Stored items
▽
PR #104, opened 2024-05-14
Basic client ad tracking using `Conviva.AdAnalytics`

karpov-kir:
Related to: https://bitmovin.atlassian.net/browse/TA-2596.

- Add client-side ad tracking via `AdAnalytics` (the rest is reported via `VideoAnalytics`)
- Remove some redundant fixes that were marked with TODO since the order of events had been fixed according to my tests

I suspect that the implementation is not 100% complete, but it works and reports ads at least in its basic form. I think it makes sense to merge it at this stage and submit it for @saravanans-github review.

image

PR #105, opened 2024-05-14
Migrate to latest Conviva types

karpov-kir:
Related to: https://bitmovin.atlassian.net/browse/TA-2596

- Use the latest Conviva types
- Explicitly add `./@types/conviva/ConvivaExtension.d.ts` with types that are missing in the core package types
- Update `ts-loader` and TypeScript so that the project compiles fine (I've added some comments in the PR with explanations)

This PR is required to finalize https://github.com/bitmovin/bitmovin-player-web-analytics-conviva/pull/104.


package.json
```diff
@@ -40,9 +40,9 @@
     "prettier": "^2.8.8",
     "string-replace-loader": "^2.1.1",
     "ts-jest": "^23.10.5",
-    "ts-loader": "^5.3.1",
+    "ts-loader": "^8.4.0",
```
△
Task instructions: Wherever a line of the data holds "some", copy that line.

Your solution:
- Remove some redundant fixes that were marked with TODO since the order of events had been fixed according to my tests
- Update `ts-loader` and TypeScript so that the project compiles fine (I've added some comments in the PR with explanations)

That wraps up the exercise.